Discourse intent classification relies heavily on the LLM's judgment; if the LLM misidentifies a topic switch, it may create an incorrect tree/branch, affecting all subsequent retrieval.
The ecological validity of the NTM benchmark requires further validation—synthetic non-linearity might differ from real user behavior.
Node summaries \(s_i = S_{node}(c_i)\) constitute lossy compression; details in complex instruction refinements might be lost, necessitating finer summarization strategies or links to the original text.

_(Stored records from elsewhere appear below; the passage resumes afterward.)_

Issue #2599, opened 2020-05-11
Deprecate VariableList and VariableSet


linas:
Using the `VariableList` to wrap variable declarations .. seemed to make sense at the time it was introduced. But day-to-day experience suggests that it make little practical difference, and merely makes things verbose and hard to understand.  Thus, it's use should be made optional.  The problem is, of course, that lots of existing code assumes it's presence.  Fortunately, most of that code is in the class in `opencog/atoms/core/Variables.h` and so modifying that should be enough to take care of most use-cases.

linas:
close, fixed in #2620

PR #2620, opened 2020-05-18
Enable embedded variable declarations

linas:
This fixes a very old annoyance. Reported in #2599

### DIFF
--- a/opencog/atoms/core/ScopeLink.cc
+++ b/opencog/atoms/core/ScopeLink.cc
@@ -103,9 +103,12 @@ void ScopeLink::extract_variables(const HandleSeq& oset)
 		return;
 
 	// If the first atom is not explicitly a variable declaration, then
-	// there are no variable declarations. There are two cases that can
-	// apply here: either the body is a lambda, in which case, we copy
-	// the variables from the lambda; else we extract all free variables.
+	// there are no prenex-order variable declarations. (There might
+	// still be in-line variable declarations; these are allowed for
+	// some link types, e.g. the various query links.) Anyway, handle
+	// one of two cases: either the body is a lambda, in which case,
+	// we copy the variables from the lambda; else we extract all free
+	// variables.
 	if (VARIABLE_LIST != decls and VARIABLE_SET != decls and
 	    // A VariableNode could a be valid body, if it has no variable
 	    // declaration, that is if the Scope has only one argument.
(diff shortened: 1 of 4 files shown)


ngeiswei:
That's cool! @linas 

How hard do you think it would be to support variable declaration dynamically generated as being for instance the output of an `OutputExecutionLink`? My guess is that it is non trivial. I'm asking cause I suspect that it would be useful for enabling full support of meta-rules (rules producing rules) in the backward chainer.

linas:
>  dynamically generated variable declarations

Possible. Most of the mechanism is in place already; its called "jit_analyze()" in the code.

So normally,  variable declarations and clauses are extracted and processed at the time that the PatternLink is created. However, if the pattern contains DefinedPredicates or DefinedSchema, then that analysis is deferred until run-time. (Because it assumed that the definitions were not available earlier)  (this was probably a design mistake; the original idea was that such definitions might be recursive, and so could not be pre-processed. But such recursive definitions inside the pattern engine can't be done, so the jit idea wasn't needed for this...)

Hmm. OK, so I convinced myself that the `jit_analyze` code was wrong and needs to be removed.  

.. But that doesn't mean that we can't do something similar for variable declarations. Reading through the code, it almost looks like you could write `(Define (DefinedSchema "vardecl") (TypedVariable (Variable "x") (Type 'Concept)))` and then `(Bind ... (DefinedSchema "vardecl") ...)` and that would almost work. 

I'm guessing what you want is `(Define (DefinedSchema "vardecl") (ExecutionOutput ...))`

Of course, it doesn't have to be `DefinedSchema` .. The `jit_analyze` could also grab any `ExecutionOutput` in the body of the pattern, run it, and stick that in the pattern.  Again - not hard, almost everything is in place already.  "Not hard" for me, means "a long afternoon, a day". And, based on experience, that means "well, its midnight and its still not done, argh..." so two days. sometimes three. Argh.  Most of the work is creating and debugging unit tests.

So the real question is: do you want this at runtime, or at patternlink creation time? As always:
* If you plan to use the BindLink more than once, it is best to do setup once, when the link is created. 
* GroundedAnythingNodes are ugly and inefficient, and it would be best to find a way of not using them.

Whatever. If you are seriously interested in this, open a new issue.

ngeiswei:
> do you want this at runtime

Yes, in fact it would probably be something like the variable declaration would be the result of some rewrite (bindlink or something), it's not entire clear to me. But anyway, thanks for your input. It's not needed for now so I'll leave it there and keep a note for future reference.

Issue #2603, opened 2020-05-12
Reduce Arithmetic links cause Segmentation fualt. 


kasimebrahim:
Any Ideas on why executing the following atomese is causing segmentation fault. Sorry I should probably spent more time debugging it my self, but I am temporarily preoccupied with constructing atomese program representation for continues/numerical programs in as-moses. Any idea will be appreciated. 

<pre>
(PlusLink
   (TimesLink
      (SchemaNode "$x")
      (NumberNode "3")
   )
   (TimesLink
      (SchemaNode "$x")
      (NumberNode "2")
   )
   (NumberNode "5")
)
</pre>

linas:
(1) nothing should ever segfault, so that's a bug.

(2) its an infinite loop, for some reason. I'll look at ti tomorrow.

kasimebrahim:
Thanks @linas!

linas:
not fixed yet .. I found another almost-similar bug...

linas:
This:
```
(use-modules (opencog) (opencog exec))
(cog-execute!
(PlusLink
   (TimesLink (VariableNode "$x") (NumberNode "3"))
   (TimesLink (VariableNode "$y") (NumberNode "3"))
   (TimesLink (VariableNode "$x") (NumberNode "2"))
   (NumberNode "5")))

(use-modules (opencog) (opencog exec))
(cog-execute!
(PlusLink
   (TimesLink (VariableNode "$x") (NumberNode "3"))
   (TimesLink (VariableNode "$y") (NumberNode "3"))
   (TimesLink (VariableNode "$z") (NumberNode "2"))
   (NumberNode "5")))
```

linas:
Closing, now all the cases are fixed.

linas:
BTW, I said it before, but I'll say it again: rather than using `(SchemaNode "$x")` use `ValueOfLink` -- this will allow you to evaluate all the rows with just one single call. If you're not sure what this means, ping me... (this was mentioned somewhere else, recently)

kasimebrahim:
Oh I didn't forget that, I think it is a pretty good idea, The reason I am not wrapping the `Schema` and `Predicate` nodes with `ValueOfLink` right now is it requires changes in our fitness evaluation functions and converter(til we finish porting URE based reduct). And I am planing to do it after I finish porting the representation. And since the representation depends much on the arity rather than how we represent feature variables it is easy to keep it up to date with `ValueOfLink`.

PR #2621, opened 2020-05-18
Infinite Recursion on TimesLink

kasimebrahim:
This is remaining bugfix on reduct infinite recursion problem discussed #2603.
@linas this is just a copy of your fix on PlusLink. If there should be more to consider let me know I can work on it.


linas:
thanks!  good catch .. I should have spotted this during the first fix, but was distracted.

Issue #2546, opened 2020-04-16
Eager Execution in PutLink


kasimebrahim:
I am working on an atomese representation for asmoses. The representation I have is an atomese program when executed with knob settings as an argument it gives the candidate program.
Here is an atomese representation equivalent to the combo representation `[and !and]($a [$b !$b])`.

<pre>
  (DefineLink
    (DefinedSchema "representation")
    (LambdaLink
      (VariableList
        (Variable "$knob-1")
        (Variable "$knob-2"))
      (PutLink
        (GlobNode "$args")
        (CondLink
          (EqualLink
            (Variable "$knob-1")
            (NumberNode 1))
          (AndLink (GlobNode "$args"))
          (EqualLink
            (Variable "$knob-1")
            (NumberNode 1))
          (NotLink (AndLink (GlobNode "$args"))))
        (ListLink
          (PredicateNode "$a")
          (CondLink
            (EqualLink
              (Variable "$knob-2")
              (NumberNode 1))
            (PredicateNode "$b")
            (EqualLink
              (Variable "$knob-2")
              (NumberNode 2))
            (NotLink (PredicateNode "$b")))))))
</pre>

Now the problem is if I execute the above the program I get is not fully reduced.

<pre>
(AndLink
  (PredicateNode "$a") 
  (CondLink
    (EqualLink
      (NumberNode "2")
      (NumberNode "1")
    ) 
    (PredicateNode "$b")
    (EqualLink
      (NumberNode "2") 
      (NumberNode "2")
    ) 
    (NotLink
      (PredicateNode "$b")
    )
  )
)
</pre>
What is going on is `ExecutionOutPutLink` executes it til it doesn't get executable atom, which in this case is satisfied with the `AndLink`. So in order to get that CondLink executed we need to add eager execution to PutLink.
Adding something like this in [PutLink:do_reduce](https://github.com/opencog/atomspace/blob/8b28e68b05325acdbbe8d85fddf3bae6492e16ee/opencog/atoms/core/PutLink.cc#L352) should fix it.

<pre>
	if (nameserver().isA(args->get_type(), LIST_LINK))
	{
		HandleSeq seq;
		for (int j = 0; j < args->get_arity(); ++j) {
			Handle arg = args->getOutgoingAtom(j);
			if (nameserver().isA(arg->get_type(), COND_LINK) or
				nameserver().isA(arg->get_type(), PUT_LINK))
				seq.push_back(HandleCast(arg->execute()));
[...]

PR #2622, opened 2020-05-18
Add OR to exception in evaluatable checker

kasimebrahim:
I needed this in asmoses when creating representation.

### DIFF
--- a/opencog/atoms/core/Checkers.cc
+++ b/opencog/atoms/core/Checkers.cc
@@ -44,6 +44,7 @@ bool check_evaluatable(const Handle& bool_atom)
 	// Make an exception for AndLink, its used in pattern matcher
 	// in an unseemly way.
 	if (bool_atom->get_type() == AND_LINK) return true;
+	if (bool_atom->get_type() == OR_LINK) return true;
 
 	for (const Handle& h: bool_atom->getOutgoingSet())
 	{


linas:
Why?

AndLink is treated differentlty due to a historical mistake; I'm in the process of slowly erasing that mistake.  I do not want to spread that mistake to OrLink.

I'm guessing that perhaps you should be using `ChoiceLink` which is a non-boolean-logic Or useful for presenting a menu of choices?

kasimebrahim:
Yeah so do you remember the representation atomeses we were talking about on #2546?
some thing like 
<pre> 
(define the-expr
  (AndLink
    (PredicateNode "$a")
    (CondLink
      (EqualLink (Variable "$knob-2") (NumberNode 1))
      (PredicateNode "$b")
      (NotLink (PredicateNode "$b")))))
</pre>
I needed it to do the same when we have `OrLink` inplace of `AndLink`.

linas:
I think what you need is to add 
```
+++ b/opencog/atoms/core/Checkers.cc
@@ -56,6 +56,7 @@ bool check_evaluatable(const Handle& bool_atom)
                if (VARIABLE_NODE == t) continue;
                if (GLOB_NODE == t) continue;
                if (DEFINED_PREDICATE_NODE == t) continue;
+               if (COND_LINK == t) continue;
 
                // Allow conjunction, disjunction and negation of
                // predicates. Since it cannot inherit from EVALUATABLE_LINK
```

I haven't tested, but I think that's the actual issue you are facing

kasimebrahim:
One more thing the `CondLink` is not actually `CondLink`, it is a `KnobLink`[gets converted to `CondLink` when execution though] which contains more information than `CondLink` when constructing representation.
example of an actual rep will be.
<pre>
(OrLink
  (KnobLink
    (VariableNode "$knob-376fd81c")
    (PredicateNode "$2")
    (NumberNode "0 1 2")
    (FalseLink ) 
    (FalseLink )))
</pre>
But I could check if it is `FunctionLink`?

linas:
Test the patch above, see if that fixes it for you. Also, the checker infrastructure should be updated to print a more informative error message: e.g "found a non-evaluatable atom XYZ in a link that will be evaluated".

linas:
Ho about `if (nameserver().isA(t, COND_LINK))` ? I want to keep this as narrow/strict as possible, at least for now.  

There are several meta-issues that haven't been solved; one is that static type-checking is ... OK but imperfect, and that dynamic type-checking is equally hap-hazard. Both are kind of a kludge, but I want to avoid making them even kludgier by having too many exceptions.  The correct, long-term "perfect" solution is not yet clear.

linas:
I'm assuming KnobLink inherits from CondLink ...

linas:
Oh, well, you could just also make make KobLink inherit from EvaluatableLink, and then no changes to atomspace source are needed.  So if you have some `asmoses_atoms.script` file then just change
```
KNOB_LINK <- WHATEVER
```
to 
```
KNOB_LINK <- WHATEVER, EVALUATABLE_LINK
```
and it will all just work.

kasimebrahim:
Thanks that works.

PR #2623, opened 2020-05-19
Remove deprecated messages upon loading randgen library

ngeiswei:


ngeiswei:
@linas, I don't think you'd have much disagreement about that PR, but I'll you merge.

linas:
I just added those messages a few weeks ago, why are you removing them? This module should be nuked, its completely useless... the native guile random generator API is far superior.

linas:
Oh, I just saw this remark: https://github.com/opencog/atomspace/commit/4f12fd8ac9cc316ed63a0f4150ce12e9498342bc#r39278620

Why don't you change the documentation to describe what it actually does: i.e. that it is used to set the random seed of the opencog-utils rendgen utility. 

Anyway ... this is a really bad strategy, BTW, because it assumes that some unknown code block somewhere is actually using the random number generator from cogutil, instead of (for example) the ones that c++ provides in the standard library (or the ones that the C library provides, which are different, again, and use other seeds.).  A superior API would be to have the unknown code block provide it's own API to set the random seed for only that generator that it uses, and not for someone-else's generator.  That way, the user doesn't have to make assumptions about how the code might have been written.

ngeiswei:
I see... I'm only using opencog randgen as to have a central point of control over the random seed, makes it easy to achieve reproducibility, globally. Ideally I suppose you're right, this would offer more flexibility, either to achieve reproducibility of some component only, or allowing to use independent random generators, which might be desirable for performance reasons, I guess.

ngeiswei:
> Why don't you change the documentation to describe what it actually does: i.e. that it is used to set the random seed of the opencog-utils rendgen utility.

I think that's what I've said in the warnings. I'll try to reword that but I'm not too sure how to make it much better.

ngeiswei:
I've reworked the docstrings, I think it is pretty clear that is the intended purpose, so I'm merging. Should you have more feedback for correction, let me know.

PR #838, opened 2019-04-20
Update links

trollmad3:
The original what is seeding link is taken down and this replaces it. I found an archive on the wayback machine, copied the text and uploaded it on Pastebin.


gubatron:
great initiative, what'll do with the pastebin article you've pasted is that I'm going to copy it into the Wiki here on our Github repository.

If you can find more of those articles in Way Back machine, please open Issues and paste the links here so I can move them over and update the code base.

trollmad3:
@gubatron will do.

vs. MemTree (Dynamic Tree + Online Clustering): They use semantic similarity for clustering, leading to medium local coherence; Ours uses discourse intent to enforce path-awareness, resulting in very high coherence.
vs. RAPTOR (Static Tree + Offline Reconstruction): RAPTOR is costly to reconstruct; Ours uses event-triggered updates + dynamic branching, making it suitable for online dialogue.
vs. MemGPT (OS-like Layers + Paging): MemGPT treats memory as paged RAM with self-editing; Ours treats memory as a discourse tree, which is structurally closer to dialogue patterns.
vs. DH-RAG (Query Chain): DH-RAG uses chains rather than trees and cannot express parallel branches; Our forest supports concurrent topics.

Rating¶

Novelty: ⭐⭐⭐⭐ "Discourse intent + path-aware retrieval" is a clear, differentiated contribution to memory structures.
Experimental Thoroughness: ⭐⭐⭐ Proposed the NTM benchmark and verified across multiple LLMs, though detailed values require the full paper text.
Writing Quality: ⭐⭐⭐⭐ The connection to cognitive science (Grosz & Sidner) is natural, and the paradigm comparison table is clear.
Value: ⭐⭐⭐⭐ Highly applicable to long-range agents, multi-step instruction refinement, and customer service/coding assistants.